[Collected data entries]
=== Section Start ===

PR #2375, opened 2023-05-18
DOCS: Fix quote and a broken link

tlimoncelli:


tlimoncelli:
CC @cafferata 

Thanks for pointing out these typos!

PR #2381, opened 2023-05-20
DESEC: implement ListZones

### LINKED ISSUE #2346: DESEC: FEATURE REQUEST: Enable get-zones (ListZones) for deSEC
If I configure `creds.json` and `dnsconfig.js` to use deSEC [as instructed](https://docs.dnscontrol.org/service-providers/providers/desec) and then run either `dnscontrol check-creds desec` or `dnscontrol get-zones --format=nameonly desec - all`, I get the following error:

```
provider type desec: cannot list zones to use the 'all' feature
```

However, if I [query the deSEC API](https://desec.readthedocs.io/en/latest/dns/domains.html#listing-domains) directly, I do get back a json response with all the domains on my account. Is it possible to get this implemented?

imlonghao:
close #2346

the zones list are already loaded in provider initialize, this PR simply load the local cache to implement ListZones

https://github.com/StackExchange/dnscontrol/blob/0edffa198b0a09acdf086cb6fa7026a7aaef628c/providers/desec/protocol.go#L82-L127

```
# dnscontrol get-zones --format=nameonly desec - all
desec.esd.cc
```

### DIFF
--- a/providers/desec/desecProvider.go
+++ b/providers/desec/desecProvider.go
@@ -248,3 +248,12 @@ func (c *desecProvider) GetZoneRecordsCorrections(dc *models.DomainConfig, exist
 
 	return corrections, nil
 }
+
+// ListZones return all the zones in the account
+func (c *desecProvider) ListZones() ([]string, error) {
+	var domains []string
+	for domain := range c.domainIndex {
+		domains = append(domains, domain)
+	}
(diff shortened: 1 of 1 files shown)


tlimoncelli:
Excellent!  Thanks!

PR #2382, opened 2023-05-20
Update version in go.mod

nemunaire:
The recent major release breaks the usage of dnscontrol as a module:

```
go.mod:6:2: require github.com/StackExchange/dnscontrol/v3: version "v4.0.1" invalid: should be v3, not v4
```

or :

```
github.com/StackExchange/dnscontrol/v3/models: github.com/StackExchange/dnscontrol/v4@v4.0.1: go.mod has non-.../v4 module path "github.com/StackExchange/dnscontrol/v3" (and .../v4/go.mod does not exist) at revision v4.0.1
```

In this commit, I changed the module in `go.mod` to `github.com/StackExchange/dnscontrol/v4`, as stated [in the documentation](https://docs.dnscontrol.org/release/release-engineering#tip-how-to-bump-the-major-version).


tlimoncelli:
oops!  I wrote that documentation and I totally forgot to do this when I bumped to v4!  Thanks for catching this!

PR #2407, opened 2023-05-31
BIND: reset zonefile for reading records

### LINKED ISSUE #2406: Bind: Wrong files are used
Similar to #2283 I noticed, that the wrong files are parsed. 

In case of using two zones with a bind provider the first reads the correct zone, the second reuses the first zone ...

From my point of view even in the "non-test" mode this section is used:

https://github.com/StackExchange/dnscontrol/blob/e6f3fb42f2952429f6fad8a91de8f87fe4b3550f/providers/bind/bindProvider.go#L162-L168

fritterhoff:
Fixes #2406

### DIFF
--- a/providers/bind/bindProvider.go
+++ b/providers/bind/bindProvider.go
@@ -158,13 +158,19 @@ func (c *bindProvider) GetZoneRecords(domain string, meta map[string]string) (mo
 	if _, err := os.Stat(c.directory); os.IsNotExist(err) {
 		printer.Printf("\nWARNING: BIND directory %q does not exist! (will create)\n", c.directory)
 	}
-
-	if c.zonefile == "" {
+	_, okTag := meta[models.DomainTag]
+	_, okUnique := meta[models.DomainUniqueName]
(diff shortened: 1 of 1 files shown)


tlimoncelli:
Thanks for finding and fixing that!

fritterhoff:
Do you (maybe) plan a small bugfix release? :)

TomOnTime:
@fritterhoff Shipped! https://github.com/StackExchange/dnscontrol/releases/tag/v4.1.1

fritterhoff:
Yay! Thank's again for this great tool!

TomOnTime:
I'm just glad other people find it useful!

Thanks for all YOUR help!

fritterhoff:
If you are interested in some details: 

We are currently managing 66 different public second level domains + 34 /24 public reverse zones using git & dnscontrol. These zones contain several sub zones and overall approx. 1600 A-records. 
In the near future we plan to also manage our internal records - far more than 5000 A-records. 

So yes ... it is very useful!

=== Section End ===
=== Section Start ===

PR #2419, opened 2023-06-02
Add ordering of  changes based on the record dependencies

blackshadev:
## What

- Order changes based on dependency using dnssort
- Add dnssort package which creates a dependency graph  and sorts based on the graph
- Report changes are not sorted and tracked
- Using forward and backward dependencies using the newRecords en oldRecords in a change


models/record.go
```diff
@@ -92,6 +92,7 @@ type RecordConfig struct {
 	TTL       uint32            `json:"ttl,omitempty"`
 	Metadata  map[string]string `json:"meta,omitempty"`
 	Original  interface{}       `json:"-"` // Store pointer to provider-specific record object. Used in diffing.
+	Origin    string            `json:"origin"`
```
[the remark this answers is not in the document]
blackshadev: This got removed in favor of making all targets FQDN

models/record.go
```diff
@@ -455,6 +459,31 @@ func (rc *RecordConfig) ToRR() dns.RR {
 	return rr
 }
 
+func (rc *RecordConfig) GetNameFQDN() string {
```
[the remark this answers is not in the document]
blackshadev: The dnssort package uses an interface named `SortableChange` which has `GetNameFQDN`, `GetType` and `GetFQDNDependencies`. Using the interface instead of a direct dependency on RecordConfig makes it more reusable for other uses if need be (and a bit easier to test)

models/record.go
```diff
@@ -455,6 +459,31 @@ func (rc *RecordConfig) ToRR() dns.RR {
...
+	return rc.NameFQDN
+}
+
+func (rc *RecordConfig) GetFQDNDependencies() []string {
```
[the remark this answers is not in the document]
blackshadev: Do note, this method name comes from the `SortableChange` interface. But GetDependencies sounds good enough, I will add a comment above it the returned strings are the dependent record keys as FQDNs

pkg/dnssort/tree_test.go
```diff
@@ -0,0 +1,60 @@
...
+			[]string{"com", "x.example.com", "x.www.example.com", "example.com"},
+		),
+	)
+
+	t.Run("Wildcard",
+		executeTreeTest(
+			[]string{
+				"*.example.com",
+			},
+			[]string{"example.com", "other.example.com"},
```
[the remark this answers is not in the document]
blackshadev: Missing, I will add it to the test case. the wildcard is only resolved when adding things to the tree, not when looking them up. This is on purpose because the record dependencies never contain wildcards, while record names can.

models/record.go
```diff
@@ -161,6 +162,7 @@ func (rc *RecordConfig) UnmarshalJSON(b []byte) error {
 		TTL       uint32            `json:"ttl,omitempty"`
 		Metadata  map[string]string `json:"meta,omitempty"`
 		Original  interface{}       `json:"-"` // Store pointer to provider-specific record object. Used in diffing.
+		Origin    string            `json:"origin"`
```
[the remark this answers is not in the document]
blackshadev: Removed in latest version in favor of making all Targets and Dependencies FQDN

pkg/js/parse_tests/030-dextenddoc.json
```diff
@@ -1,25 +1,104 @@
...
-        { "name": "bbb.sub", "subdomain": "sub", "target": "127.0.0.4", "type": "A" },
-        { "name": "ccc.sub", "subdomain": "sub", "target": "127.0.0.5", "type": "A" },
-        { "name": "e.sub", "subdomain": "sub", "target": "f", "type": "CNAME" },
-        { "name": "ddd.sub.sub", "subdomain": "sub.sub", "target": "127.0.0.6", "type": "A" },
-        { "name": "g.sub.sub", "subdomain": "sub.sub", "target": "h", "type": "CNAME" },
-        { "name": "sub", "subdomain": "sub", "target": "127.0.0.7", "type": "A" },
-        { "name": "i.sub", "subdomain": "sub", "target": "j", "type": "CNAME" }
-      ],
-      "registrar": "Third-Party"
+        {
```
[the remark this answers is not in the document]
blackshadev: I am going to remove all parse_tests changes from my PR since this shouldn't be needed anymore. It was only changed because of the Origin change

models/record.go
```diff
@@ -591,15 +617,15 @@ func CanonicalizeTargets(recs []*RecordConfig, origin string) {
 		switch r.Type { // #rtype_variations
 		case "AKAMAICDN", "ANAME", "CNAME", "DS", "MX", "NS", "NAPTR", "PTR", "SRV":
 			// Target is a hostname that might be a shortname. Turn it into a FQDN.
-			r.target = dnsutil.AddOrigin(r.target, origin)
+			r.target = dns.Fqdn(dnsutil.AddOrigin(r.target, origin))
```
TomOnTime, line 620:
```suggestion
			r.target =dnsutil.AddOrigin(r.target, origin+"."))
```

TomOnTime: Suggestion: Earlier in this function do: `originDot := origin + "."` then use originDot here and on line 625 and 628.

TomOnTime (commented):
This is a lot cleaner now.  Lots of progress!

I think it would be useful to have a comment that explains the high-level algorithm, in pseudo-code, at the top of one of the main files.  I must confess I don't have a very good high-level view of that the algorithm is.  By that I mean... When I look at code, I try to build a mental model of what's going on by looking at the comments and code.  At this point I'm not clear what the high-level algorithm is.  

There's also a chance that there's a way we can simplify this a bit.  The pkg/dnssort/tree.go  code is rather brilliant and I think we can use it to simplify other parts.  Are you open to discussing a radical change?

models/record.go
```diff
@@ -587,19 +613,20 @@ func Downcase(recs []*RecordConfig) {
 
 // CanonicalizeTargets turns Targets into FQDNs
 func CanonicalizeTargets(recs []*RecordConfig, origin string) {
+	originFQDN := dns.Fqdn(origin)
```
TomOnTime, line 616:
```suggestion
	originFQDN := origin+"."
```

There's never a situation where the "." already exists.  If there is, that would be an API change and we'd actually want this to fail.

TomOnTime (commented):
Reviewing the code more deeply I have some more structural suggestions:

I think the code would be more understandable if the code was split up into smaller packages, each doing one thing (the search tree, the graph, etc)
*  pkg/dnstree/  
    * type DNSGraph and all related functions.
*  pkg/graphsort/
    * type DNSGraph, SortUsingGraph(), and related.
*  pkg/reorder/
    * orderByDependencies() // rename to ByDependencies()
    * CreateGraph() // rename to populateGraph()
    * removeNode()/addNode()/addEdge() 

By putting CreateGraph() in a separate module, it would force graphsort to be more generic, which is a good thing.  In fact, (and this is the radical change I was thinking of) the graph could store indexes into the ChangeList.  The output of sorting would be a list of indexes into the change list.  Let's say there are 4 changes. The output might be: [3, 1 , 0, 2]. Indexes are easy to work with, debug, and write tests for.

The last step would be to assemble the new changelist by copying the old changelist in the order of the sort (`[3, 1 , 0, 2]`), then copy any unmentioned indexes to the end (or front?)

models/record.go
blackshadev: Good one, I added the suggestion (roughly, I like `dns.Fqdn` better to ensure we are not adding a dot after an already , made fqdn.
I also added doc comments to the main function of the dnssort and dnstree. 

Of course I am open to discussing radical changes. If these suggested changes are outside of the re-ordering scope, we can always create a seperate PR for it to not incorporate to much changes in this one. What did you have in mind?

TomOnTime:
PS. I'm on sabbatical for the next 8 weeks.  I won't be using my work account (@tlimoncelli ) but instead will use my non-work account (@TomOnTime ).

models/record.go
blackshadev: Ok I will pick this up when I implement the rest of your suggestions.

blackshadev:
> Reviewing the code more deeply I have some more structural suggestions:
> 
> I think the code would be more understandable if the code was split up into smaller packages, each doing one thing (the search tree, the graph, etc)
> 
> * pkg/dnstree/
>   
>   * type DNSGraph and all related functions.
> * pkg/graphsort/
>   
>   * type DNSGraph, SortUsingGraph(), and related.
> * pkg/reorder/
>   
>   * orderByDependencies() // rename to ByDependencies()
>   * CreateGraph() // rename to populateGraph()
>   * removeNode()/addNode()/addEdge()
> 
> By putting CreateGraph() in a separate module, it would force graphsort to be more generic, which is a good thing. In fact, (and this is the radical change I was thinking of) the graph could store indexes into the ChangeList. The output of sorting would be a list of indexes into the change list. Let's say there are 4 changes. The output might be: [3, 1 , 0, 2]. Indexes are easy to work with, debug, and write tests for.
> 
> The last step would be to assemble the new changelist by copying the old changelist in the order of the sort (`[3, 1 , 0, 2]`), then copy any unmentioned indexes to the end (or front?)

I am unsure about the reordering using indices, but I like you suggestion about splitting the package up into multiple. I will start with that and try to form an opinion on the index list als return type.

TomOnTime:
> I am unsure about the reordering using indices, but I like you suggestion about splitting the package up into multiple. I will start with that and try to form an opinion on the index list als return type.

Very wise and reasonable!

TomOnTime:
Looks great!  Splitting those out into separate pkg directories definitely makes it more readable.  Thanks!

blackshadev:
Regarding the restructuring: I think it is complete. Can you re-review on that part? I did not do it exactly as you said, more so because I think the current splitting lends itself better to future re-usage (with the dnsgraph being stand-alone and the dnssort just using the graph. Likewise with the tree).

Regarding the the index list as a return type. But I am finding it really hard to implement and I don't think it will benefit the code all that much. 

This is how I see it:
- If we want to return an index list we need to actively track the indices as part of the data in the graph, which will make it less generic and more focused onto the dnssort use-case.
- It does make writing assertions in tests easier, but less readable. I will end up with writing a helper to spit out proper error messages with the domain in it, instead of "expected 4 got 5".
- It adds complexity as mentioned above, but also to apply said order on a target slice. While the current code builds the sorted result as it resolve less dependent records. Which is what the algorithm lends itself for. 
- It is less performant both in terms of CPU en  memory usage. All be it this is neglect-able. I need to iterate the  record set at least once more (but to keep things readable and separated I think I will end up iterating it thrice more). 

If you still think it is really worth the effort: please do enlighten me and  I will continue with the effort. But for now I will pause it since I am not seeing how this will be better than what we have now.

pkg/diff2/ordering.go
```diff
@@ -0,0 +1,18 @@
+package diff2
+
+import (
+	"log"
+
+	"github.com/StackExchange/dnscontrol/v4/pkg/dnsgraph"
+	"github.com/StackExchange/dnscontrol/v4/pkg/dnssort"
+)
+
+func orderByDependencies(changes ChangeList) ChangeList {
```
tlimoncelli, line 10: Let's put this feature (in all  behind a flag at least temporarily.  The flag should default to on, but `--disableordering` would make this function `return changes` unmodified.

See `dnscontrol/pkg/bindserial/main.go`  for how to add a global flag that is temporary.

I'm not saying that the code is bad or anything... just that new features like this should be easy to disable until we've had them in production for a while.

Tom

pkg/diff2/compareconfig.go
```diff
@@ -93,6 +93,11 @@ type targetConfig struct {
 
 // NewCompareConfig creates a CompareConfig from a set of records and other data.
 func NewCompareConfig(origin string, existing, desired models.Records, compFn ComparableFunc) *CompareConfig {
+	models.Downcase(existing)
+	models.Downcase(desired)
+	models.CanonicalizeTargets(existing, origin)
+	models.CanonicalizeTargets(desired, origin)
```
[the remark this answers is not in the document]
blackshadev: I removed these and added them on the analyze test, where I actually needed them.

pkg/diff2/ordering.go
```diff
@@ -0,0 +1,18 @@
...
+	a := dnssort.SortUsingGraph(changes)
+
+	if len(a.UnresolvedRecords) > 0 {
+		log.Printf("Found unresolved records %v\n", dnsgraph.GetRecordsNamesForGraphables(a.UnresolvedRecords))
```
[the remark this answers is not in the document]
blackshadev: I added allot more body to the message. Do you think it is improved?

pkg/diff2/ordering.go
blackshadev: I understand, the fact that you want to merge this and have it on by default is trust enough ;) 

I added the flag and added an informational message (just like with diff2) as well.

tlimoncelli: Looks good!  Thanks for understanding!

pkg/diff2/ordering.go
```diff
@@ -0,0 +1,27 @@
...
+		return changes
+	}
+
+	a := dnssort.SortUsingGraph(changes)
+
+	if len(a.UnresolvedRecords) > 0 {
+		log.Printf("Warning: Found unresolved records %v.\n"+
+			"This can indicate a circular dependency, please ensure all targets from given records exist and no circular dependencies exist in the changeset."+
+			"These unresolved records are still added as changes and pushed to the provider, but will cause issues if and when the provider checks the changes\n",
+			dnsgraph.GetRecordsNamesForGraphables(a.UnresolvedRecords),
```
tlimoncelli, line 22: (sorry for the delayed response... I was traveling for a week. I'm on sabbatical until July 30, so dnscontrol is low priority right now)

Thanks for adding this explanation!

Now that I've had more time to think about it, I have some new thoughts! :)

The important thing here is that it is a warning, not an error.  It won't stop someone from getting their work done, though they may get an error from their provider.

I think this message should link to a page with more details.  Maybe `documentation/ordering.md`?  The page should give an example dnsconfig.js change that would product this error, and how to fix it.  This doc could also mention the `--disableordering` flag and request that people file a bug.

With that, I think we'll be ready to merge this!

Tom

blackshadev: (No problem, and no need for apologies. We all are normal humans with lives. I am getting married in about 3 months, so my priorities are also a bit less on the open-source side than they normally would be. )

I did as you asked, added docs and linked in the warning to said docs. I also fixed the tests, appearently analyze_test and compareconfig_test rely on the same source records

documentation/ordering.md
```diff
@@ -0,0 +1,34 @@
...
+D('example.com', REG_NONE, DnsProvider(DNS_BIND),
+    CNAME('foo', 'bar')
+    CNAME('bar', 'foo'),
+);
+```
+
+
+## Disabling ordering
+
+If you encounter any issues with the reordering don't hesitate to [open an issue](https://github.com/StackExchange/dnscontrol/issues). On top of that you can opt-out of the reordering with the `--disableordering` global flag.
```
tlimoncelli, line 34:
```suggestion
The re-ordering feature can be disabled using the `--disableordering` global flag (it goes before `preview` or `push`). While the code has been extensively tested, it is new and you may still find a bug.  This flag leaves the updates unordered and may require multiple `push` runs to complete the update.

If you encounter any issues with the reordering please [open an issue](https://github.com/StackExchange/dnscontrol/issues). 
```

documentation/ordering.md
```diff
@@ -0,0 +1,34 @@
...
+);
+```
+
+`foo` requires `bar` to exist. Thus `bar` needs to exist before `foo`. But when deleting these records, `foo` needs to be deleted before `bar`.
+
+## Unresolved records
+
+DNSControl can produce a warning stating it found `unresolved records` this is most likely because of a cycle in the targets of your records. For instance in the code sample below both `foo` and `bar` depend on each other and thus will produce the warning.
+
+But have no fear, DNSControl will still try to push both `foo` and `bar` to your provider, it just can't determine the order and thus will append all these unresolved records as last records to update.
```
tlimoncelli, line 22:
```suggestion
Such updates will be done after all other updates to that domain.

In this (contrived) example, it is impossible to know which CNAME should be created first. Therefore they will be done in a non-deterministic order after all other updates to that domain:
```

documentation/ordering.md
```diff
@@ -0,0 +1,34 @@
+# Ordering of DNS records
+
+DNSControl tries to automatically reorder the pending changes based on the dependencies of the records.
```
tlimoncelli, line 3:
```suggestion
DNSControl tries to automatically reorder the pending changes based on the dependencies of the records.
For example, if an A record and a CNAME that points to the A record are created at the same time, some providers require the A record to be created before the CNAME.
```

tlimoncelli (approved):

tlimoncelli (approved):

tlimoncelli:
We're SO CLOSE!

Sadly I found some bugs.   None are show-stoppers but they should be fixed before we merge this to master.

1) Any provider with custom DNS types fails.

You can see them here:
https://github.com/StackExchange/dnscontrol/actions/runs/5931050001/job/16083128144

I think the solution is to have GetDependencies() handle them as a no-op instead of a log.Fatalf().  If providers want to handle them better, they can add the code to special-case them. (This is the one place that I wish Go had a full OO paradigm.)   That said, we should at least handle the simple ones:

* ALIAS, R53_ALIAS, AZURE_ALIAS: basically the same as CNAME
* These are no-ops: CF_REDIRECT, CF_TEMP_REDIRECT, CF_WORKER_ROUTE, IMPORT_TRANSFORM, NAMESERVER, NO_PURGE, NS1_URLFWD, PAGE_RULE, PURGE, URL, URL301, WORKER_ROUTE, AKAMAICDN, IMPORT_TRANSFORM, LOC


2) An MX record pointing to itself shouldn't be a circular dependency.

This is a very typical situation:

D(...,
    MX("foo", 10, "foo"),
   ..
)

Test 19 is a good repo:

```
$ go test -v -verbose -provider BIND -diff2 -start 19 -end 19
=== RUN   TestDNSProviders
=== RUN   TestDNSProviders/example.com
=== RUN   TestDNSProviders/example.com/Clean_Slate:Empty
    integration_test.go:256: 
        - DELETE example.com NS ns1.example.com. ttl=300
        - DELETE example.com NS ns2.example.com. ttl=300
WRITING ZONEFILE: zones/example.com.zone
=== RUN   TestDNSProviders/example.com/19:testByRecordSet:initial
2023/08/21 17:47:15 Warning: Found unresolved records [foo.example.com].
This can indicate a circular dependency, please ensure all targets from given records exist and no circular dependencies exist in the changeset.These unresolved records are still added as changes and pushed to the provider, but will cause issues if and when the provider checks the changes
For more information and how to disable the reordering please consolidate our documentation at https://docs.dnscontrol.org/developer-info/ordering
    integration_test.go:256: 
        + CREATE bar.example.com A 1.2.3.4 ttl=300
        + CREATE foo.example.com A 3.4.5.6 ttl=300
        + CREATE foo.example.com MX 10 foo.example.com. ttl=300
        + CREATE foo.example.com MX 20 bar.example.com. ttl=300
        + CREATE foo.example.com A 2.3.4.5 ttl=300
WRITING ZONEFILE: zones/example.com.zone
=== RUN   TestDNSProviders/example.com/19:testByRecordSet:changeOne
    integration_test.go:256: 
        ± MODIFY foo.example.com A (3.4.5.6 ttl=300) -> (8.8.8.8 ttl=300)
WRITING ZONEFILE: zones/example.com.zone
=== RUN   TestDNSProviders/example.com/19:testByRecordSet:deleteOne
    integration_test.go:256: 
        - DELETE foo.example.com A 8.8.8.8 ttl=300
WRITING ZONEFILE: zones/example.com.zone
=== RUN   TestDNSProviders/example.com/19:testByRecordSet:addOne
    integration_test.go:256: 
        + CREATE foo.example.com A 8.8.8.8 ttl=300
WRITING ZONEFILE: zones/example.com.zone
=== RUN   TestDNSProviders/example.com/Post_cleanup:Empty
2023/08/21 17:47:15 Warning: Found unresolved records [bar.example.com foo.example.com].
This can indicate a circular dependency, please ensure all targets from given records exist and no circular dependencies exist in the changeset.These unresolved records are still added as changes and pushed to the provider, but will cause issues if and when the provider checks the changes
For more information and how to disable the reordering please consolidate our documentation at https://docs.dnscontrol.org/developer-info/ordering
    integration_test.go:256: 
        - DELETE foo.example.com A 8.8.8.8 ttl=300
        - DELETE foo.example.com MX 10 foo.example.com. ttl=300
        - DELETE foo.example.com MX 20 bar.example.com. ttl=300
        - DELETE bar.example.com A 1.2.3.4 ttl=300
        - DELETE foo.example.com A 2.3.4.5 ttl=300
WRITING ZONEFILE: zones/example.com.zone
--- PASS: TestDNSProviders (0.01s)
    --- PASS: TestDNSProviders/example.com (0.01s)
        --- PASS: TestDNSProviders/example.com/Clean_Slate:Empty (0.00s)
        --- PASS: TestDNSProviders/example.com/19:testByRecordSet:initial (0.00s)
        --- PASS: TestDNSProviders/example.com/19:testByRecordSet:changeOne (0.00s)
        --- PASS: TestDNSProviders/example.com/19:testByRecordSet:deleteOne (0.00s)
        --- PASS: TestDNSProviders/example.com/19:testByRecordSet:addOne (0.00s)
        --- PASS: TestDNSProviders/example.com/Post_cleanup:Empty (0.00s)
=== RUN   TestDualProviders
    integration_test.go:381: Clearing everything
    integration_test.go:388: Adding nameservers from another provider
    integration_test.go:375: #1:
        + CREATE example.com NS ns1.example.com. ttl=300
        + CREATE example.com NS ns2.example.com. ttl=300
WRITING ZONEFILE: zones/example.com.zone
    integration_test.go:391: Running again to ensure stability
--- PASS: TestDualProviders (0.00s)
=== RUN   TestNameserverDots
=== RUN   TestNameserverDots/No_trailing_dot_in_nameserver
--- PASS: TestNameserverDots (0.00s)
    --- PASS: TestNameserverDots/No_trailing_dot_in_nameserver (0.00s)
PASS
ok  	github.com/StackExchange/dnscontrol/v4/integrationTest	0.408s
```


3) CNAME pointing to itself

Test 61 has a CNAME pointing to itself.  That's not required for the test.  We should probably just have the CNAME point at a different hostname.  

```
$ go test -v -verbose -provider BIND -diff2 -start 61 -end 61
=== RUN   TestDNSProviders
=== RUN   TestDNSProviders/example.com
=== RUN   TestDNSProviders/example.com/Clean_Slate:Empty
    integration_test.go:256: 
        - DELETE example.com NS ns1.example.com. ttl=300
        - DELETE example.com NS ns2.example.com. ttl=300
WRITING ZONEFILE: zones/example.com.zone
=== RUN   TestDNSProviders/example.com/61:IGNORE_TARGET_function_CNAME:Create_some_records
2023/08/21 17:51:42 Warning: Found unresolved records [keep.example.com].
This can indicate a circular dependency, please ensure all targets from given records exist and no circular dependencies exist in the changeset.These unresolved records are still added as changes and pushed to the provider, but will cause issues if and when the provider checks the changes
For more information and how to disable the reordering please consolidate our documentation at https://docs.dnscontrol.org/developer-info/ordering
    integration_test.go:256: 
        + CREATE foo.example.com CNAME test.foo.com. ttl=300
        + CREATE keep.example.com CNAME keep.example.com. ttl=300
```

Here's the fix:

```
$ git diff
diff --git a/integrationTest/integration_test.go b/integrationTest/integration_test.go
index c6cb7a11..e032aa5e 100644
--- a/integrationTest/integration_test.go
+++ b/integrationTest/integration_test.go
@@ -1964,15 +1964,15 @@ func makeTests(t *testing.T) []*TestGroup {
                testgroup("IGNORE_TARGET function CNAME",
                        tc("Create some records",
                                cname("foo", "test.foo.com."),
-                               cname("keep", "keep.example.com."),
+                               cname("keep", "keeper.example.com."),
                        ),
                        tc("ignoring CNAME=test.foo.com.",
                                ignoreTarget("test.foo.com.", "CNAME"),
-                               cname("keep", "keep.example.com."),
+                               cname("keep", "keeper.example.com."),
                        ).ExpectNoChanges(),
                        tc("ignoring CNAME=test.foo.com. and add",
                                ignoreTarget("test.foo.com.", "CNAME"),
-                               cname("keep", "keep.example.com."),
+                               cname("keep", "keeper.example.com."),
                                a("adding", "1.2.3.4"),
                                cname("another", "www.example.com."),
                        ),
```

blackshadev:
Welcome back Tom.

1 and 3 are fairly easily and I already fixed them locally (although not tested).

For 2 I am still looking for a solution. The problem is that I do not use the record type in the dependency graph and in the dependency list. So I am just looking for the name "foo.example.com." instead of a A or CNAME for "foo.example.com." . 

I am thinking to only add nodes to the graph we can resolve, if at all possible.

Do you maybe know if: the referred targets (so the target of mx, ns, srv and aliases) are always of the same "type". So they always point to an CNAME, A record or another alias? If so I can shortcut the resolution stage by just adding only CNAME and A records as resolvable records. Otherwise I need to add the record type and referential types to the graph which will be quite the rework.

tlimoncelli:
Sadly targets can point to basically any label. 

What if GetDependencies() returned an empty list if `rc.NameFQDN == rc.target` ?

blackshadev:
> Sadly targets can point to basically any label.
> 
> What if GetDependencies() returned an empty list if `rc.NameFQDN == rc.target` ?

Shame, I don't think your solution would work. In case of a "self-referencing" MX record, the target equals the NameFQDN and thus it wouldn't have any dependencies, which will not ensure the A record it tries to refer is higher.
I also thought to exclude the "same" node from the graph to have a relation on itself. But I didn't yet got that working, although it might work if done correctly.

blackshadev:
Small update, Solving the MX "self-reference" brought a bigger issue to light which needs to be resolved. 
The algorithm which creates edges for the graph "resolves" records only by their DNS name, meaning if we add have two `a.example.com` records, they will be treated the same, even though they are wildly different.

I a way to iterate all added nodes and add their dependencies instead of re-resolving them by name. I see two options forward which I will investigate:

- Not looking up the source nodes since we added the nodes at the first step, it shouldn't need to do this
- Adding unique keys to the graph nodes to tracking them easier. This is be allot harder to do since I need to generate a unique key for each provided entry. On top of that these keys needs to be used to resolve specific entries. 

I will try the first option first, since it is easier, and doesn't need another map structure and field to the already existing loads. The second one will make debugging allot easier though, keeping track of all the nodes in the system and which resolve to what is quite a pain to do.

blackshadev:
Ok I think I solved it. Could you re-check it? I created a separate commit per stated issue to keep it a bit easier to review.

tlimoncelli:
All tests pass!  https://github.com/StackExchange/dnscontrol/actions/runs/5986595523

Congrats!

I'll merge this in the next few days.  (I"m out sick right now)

=== Section End ===

◆ **TASK**
Would you output, from the records above, exactly the run of lines that starts at the line containing "for catching this!" and ends at the line containing "From my point", and only that run?

◆ **EXERCISE ANSWER**
oops!  I wrote that documentation and I totally forgot to do this when I bumped to v4!  Thanks for catching this!

PR #2407, opened 2023-05-31
BIND: reset zonefile for reading records

### LINKED ISSUE #2406: Bind: Wrong files are used
Similar to #2283 I noticed, that the wrong files are parsed. 

In case of using two zones with a bind provider the first reads the correct zone, the second reuses the first zone ...

From my point of view even in the "non-test" mode this section is used:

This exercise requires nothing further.